• [Working data]
· · · ·

PR #2177, opened 2021-08-03
Enable addNavHrefs to be applied to the App Dropdown in TopNav

### LINKED ISSUE #2121: addNavHref support for application switcher

UlianaMunich:
Fixes #2121

### DIFF
--- a/core/src/navigation/LogoTitle.html
+++ b/core/src/navigation/LogoTitle.html
@@ -116,7 +116,7 @@ LuigiConfig.getConfigBooleanValue('navigation.addNavHrefs')}
             role="button"
             class="fd-menu__link"
             on:click|preventDefault="{() => goTo(item.link)}"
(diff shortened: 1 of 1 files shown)


core/src/navigation/LogoTitle.html
```diff
@@ -84,7 +116,7 @@
             role="button"
             class="fd-menu__link"
             on:click|preventDefault="{() => goTo(item.link)}"
-            href="{getRouteLink(item, pathParams)}"
+            href="{addNavHrefForAnchor ? getRouteLink(item, pathParams) : undefined}"
```
ndricimrr, line 119: I commented on a very similar case [here](https://github.com/SAP/luigi/pull/2172/files#r683521273) that **addNavHrefForAnchor** could be redundant. Since I'm seeing it here as well, maybe that's due to some reason I am not aware of?

ndricimrr (approved):
Looks good 👍

PR #2183, opened 2021-08-05
A configurable tooltipText parameter has been added

rafalgamon:
**Description**
- A configurable tooltipText parameter has been added


core/src/navigation/LeftNav.html
```diff
@@ -48,7 +48,7 @@
           <li class="fd-nested-list__item">
             <a
               href="{getRouteLink(node)}"
-              title="{$getTranslation(node.label)}"
+              title="{node.tooltipText ? $getTranslation(node.label) : ''}"
```
ndricimrr, line 51: What is the general idea behind the new `tooltipText` we are adding , or how is it different from the `label`. 

Unless something else was planned, it would be nice to maybe have this added in our documentation section: [navigation-parameters section](https://docs.luigi-project.io/docs/navigation-parameters-reference?section=navigation-parameters).

docs/navigation-parameters-reference.md
```diff
@@ -96,6 +96,12 @@ The navigation parameters allow you to configure **global** navigation settings
 - **description**: renders all views in new frames. This setting overrides the same-domain frame reuse.
 - **default**: the parameter **defaults.isolateView** is `false` by default, and you can overwrite it using the **isolateView** value on a single node level.
 
+### tooltipText
+- **type**: string
+- **description**: Add tooltip to link/button of navigation.
```
ndricimrr, line 101: This looks much better with documentation now 👍 . 

I would propose a slightly different sentence as this looks quite shallow, although I'm still struggling to understand the context overall. 

Feel free to reply to my initial comment above, or let's discuss this at a daily. Could be something I am getting wrong.

core/src/navigation/LeftNav.html
```diff
@@ -90,7 +90,7 @@
             <div class="fd-nested-list__content has-child">
               <a
                 href="javascript:void(null)"
-                title="{$getTranslation(key)}"
+                title="{nodes.tooltipText ? $getTranslation(nodes.tooltipText) : ''}"
```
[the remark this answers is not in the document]
rafalgamon: I check it and there (in this one example) has to be `nodes. tooltipText`  but in every other case we have to use `node.tooltipText`. 
And if talk about tests I fixed it.

docs/navigation-parameters-reference.md
rafalgamon: I propose  here `**description**: Add tooltip to navigation element.  If param is set tooltip will show if not tooltip will stay hide. `

docs/navigation-parameters-reference.md
```diff
@@ -96,6 +96,12 @@ The navigation parameters allow you to configure **global** navigation settings
 - **description**: renders all views in new frames. This setting overrides the same-domain frame reuse.
 - **default**: the parameter **defaults.isolateView** is `false` by default, and you can overwrite it using the **isolateView** value on a single node level.
 
+### tooltipText
+- **type**: string
+- **description**: Add tooltip to all of the links and buttons of the left side navigation and top navigation.
+- **default**: the parameter **defaults.tooltipText** is `null` by default, and you can overwrite it using the **tooltipText** value on a single node level.
```
alexandra-simeonova, line 102:
``````suggestion
- **description**: allows you to add a tooltip to all of the links and buttons of the left side navigation and top navigation. You can set the parameter with the text that will appear on the tooltip. 
- **example**:
```javascript
tooltipText: 'Useful links'
```
``````
Maybe it's clearer if we add an example on how to use it?

File: docs/navigation-parameters-reference.md [hunk 5]
```diff
@@ -96,6 +96,12 @@ The navigation parameters allow you to configure **global** navigation settings
...
+
```
alexandra-simeonova, line 103: I'm not sure if `defaults.tooltipText` is a separate parameter, for example like [isolateView](https://docs.luigi-project.io/docs/navigation-advanced/?section=isolateview) and [deafults.isolateView](https://docs.luigi-project.io/docs/navigation-advanced/?section=defaultsisolateview). In that case, I think it would be better to write a separate description for it 🙂 But I'm not sure what that description should be/what it does, @ndricimrr what do you think? 
For example, 
```
### defaults.tooltipText
- **type**: string
- **description**: <!-- ??? sets the default tooltip text for every navigation node ???  --> 
- **default**: the parameter **defaults.tooltipText** is `null` by default, and you can overwrite it using the **tooltipText** value on a single node level.
```

rafalgamon: Ok but now we have `Add tooltip to all of the links and buttons of the left side navigation and top navigation.`  so you suggest  `sets the default tooltip text for every navigation node`? @aleksandr-suvorov

alexandra-simeonova: Right, the question is if `tooltipText` adds it to *all* the navigation nodes or just one? 
As far as I understand, `defaults.tooltipText` adds a tooltip to all the nodes, and `tooltipText` to individual nodes.
Thanks, I changed my suggestion above to reflect this.

alexandra-simeonova (approved):

docs/navigation-parameters-reference.md
rafalgamon: But `defaults.tooltipText` will not have sense. The idea was that the client could add any tooltip himself, e.g. when the length of the label exceeds the width of the button / navigation.

docs/navigation-parameters-reference.md
```diff
@@ -96,6 +96,20 @@ The navigation parameters allow you to configure **global** navigation settings
...
+- **example**:
+```javascript
+tooltipText: 'Useful links'
+```
+
+### defaults.tooltipText
+- **type**: string
+- **description**: allows you to add a tooltip to **all** the links and buttons of the left side navigation and top navigation.
+- **default**: the parameter **defaults.tooltipText** is `null` by default, and you can overwrite it using the **tooltipText** value on a single node level.
+
```
ndricimrr, line 111:
```suggestion
```
(cc: @alexandra-simeonova) If I'm not mistaken @rafalgamon I  believe users cannot define navigation.**defaults.tooltipText**. So this field **defaults.tooltipText** is not valid.  I know that @rafalgamon might have intended to write about its default value. By default, it is inferred that if you don't set this property, you just get no tooltip 👍

ndricimrr (approved):
Looks good 👍

ndricimrr (changes requested):
I notice that there are some **faulty** auto-generated documentation changes here as well. 
We wouldn't want those in `master` as it would break docu website. 

It should be enough to discard all changes to these 2 files:
`docs/luigi-client-api.md`
`docs/luigi-core-api.md`

[This](https://github.com/SAP/luigi/pull/2223) will already prohibit them from being generated again.

PR #2190, opened 2021-08-09
Add newTab option to linkManager

### LINKED ISSUE #2188: Add linkManager option to navigate to new tab
**Description**
Add a new option to linkManager to enable navigating to a new tab. 
eg.:
`linkManager.openInNewTab().navigate('/some-where') `
should open '/some-where' in a new tab. 

option should be disabled by default. 

**Reasons**
Need for the option rises from the [PR](https://github.com/SAP/luigi/issues/2184) about extending intent based navigation.

ndricimrr:
**Description**

- add new client option to allow opening paths in new window through Luigi Client linkManager option.
```
   LuigiClient.linkManager()
  .newTab()
  .navigate('/projects/xy/foobar');
```

**Related issue(s)**

Resolves #2188

### DIFF
--- a/core/src/App.html
+++ b/core/src/App.html
@@ -1244,7 +1244,7 @@
 
       if ('luigi.navigation.open' === e.data.msg) {
         isNavigateBack = false;
-        if (e.data.params.openInNewTab) {
+        if (e.data.params.newTab) {
           let path = buildPath(e.data.params);
           path = GenericHelpers.addLeadingSlash(path);
           openViewInNewTab(path);
--- a/core/src/App.html
+++ b/core/src/App.html
@@ -918,8 +918,7 @@
   resetMicrofrontendModalData();
 
   const openViewInModal = async (nodepath, settings) => {
-    const { nodeObject } = await Navigation.extractDataFromPath(nodepath);
-    if (await Navigation.shouldPreventNavigation(nodeObject)) {
+    if (await NavigationHelpers.shouldPreventNavigationForPath(nodepath)) {
       return;
     }
     mfModal.displayed = true;
@@ -981,8 +980,7 @@
   resetMicrofrontendDrawerData();
 
   const openViewInDrawer = async (nodepath, settings) => {
-    const { nodeObject } = await Navigation.extractDataFromPath(nodepath);
-    if (await Navigation.shouldPreventNavigation(nodeObject)) {
+    if (await NavigationHelpers.shouldPreventNavigationForPath(nodepath)) {
       return;
     }
     mfDrawer.displayed = true;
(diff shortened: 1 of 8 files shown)


docs/luigi-client-api.md
```diff
@@ -386,28 +387,45 @@ LuigiClient.linkManager().withoutSync().fromClosestContext().navigate('settings'
...
+
+##### Examples
+
+```javascript
+LuigiClient.linkManager().newTab().navigate('/projects/xy/foobar');
+```
+
+**Meta**
+
+*   **since**: NEXT_RELEASE
```
ndricimrr, line 404: * Added documentation that might need review.

core/src/App.html
```diff
@@ -1045,12 +1045,25 @@
     internalUserSettingsObject.displayed = false;
   };
 
+  // Open View in New Tab
+
+  const openViewInNewTab = async nodepath => {
+    const { nodeObject } = await Navigation.extractDataFromPath(nodepath);
+    if (await Navigation.shouldPreventNavigation(nodeObject)) {
+      return;
+    }
```
stanleychh, line 1054: It seems this part is repeated as function `openViewInDrawer` and `openViewInModal`. Are we able to extract to a single function?

stanleychh (commented):
Overall looks good, well done 👍. 
Left a minor comment only.

core/src/App.html
ndricimrr: I notice that 🤔 . I am trying to refactor it though, but it is so far seeming like we don't end up saving a lot of lines 😄 . If you compare **old usage** vs. **new usage** below seems like there's only one single line difference:
```
    // old usage
    const { nodeObject } = await Navigation.extractDataFromPath(nodepath);
    if (await Navigation.shouldPreventNavigation(nodeObject)) {
      return;
    }
```

```
// new function
shouldPreventNavigation(nodepath) {
    const { nodeObject } = await Navigation.extractDataFromPath(nodepath);
    if (await Navigation.shouldPreventNavigation(nodeObject)) {
      return true;
    }
    return false;
}

// new usage
if (shouldPreventNavigation(nodepath)) {
      return;
}
```
Not sure if it is worth the change. Maybe you have a better suggestion than my snippet above, that would be nice. Otherwise I would leave it as is. What do you think ?

stanleychh: Cool. We still definitely should go for the new approach. Saving lines is the bonus, not the first priority in this case.
The point is to put this logic in a single place. The benefit will be seen whenever we need to update the business logic.

ndricimrr: Added changes 👍

core/src/utilities/helpers/navigation-helpers.js
```diff
@@ -305,6 +305,18 @@ class NavigationHelpersClass {
     delete strippedNode.navHeader;
     return strippedNode;
   }
+
+  /**
+   * Checks if for the given node path navigation should be prevented or not
+   * @param {string} nodepath path to check
```
stanleychh, line 311:
```suggestion
   * @param {string} nodepath path to check
   * @returns {boolean} navigation should be prevented or not
```

stanleychh (approved):
Looks good 👍 
Please resolve file conflicts.

alexandra-simeonova (approved):

PR #2210, opened 2021-08-11
Fix accessibility issues

### LINKED ISSUE #2191: Accessibility Issues
**Description**

Three bugs of accessibility issue. 
DXP ticket: https://zenhub.tools.sap.corp/app/workspaces/developer-portal-5f8da7225f55a70faa8323d5/issues/dxp/jukebox/690 

**Issues**

1. Global side navigation can be reached via "Tab"-key. However, after pressing "Enter"-key on a global side navigation item, it will refresh the whole browser.  e.g. https://sap.dev.dxp.k8s.ondemand.com/?ft=home

2. User profile menu cannot be opened via pressing "Enter"-key
3. User profile menu opened via mouse → tab to "settings" entry → not possible to open settings via
"Enter"-key 

**Expected result**

1. Update the micro-frontend only. (Same behavior via mouse clicking)
2. Able to open profile dropdown via pressing "enter"-key
3. Able to open "settings" dialog via pressing "enter"-key

stanleychh:
**Description**
Fixed accessibility issues.

**Issues**
- Not able to navigate to "My Settings" and "Sign Out" via `Tab` key, also not able to trigger event via `Enter` key
- The whole browser reloaded when press `Enter` key at a selected global navigation item.

**Solution**
Use semantic elements directly. The browser will take care of accessibility.
e.g.  If the element is clickable, use `button` instead of `div`/`span`/`a` with `role='button'`

**Accessibility Knowledge**
[WAI-ARIA Authoring Practices 1.1](https://www.w3.org/TR/wai-aria-practices-1.1/)
[button_role](https://developer.mozilla.org/en-US/docs/Web/Accessibility/ARIA/Roles/button_role)

**Related issue(s)**
Fixes #2191


UlianaMunich (approved):
LGTM!

PR #2221, opened 2021-08-18
LuigiClient linkManager wrong navigation scope in modal

### LINKED ISSUE #2211: LuigiClient linkManager wrong navigation scope in modal
LuigiClient linkManager is using wrong navigation scope for relative path navigation when called from a a MFE within a modal.

It seems that the route from the MFE that is currently open in the normal content area is used instead.

stanleychh:
**Description**
When navigate to a relative path from an opened micro-frontend in a modal. 
The navigated path should go from the URL of the modal.

- Check the scope of current active iframe. Relative navigation should go from there.

**Related issue(s)**
Fixes #2211

### DIFF
--- a/core/src/App.html
+++ b/core/src/App.html
@@ -165,7 +165,7 @@
   export let getTranslation;
 
   let showLoadingIndicator = false;
-
+  let currentIframe;
   let mfSplitView = {
     displayed: false
   };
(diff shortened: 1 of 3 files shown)


JohannesDoberer (approved):
LGTM!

· · · ·

• [What is being asked] Out of the records above, pull each line containing the word "prevented".

• [Written solution]
+   * Checks if for the given node path navigation should be prevented or not
   * @returns {boolean} navigation should be prevented or not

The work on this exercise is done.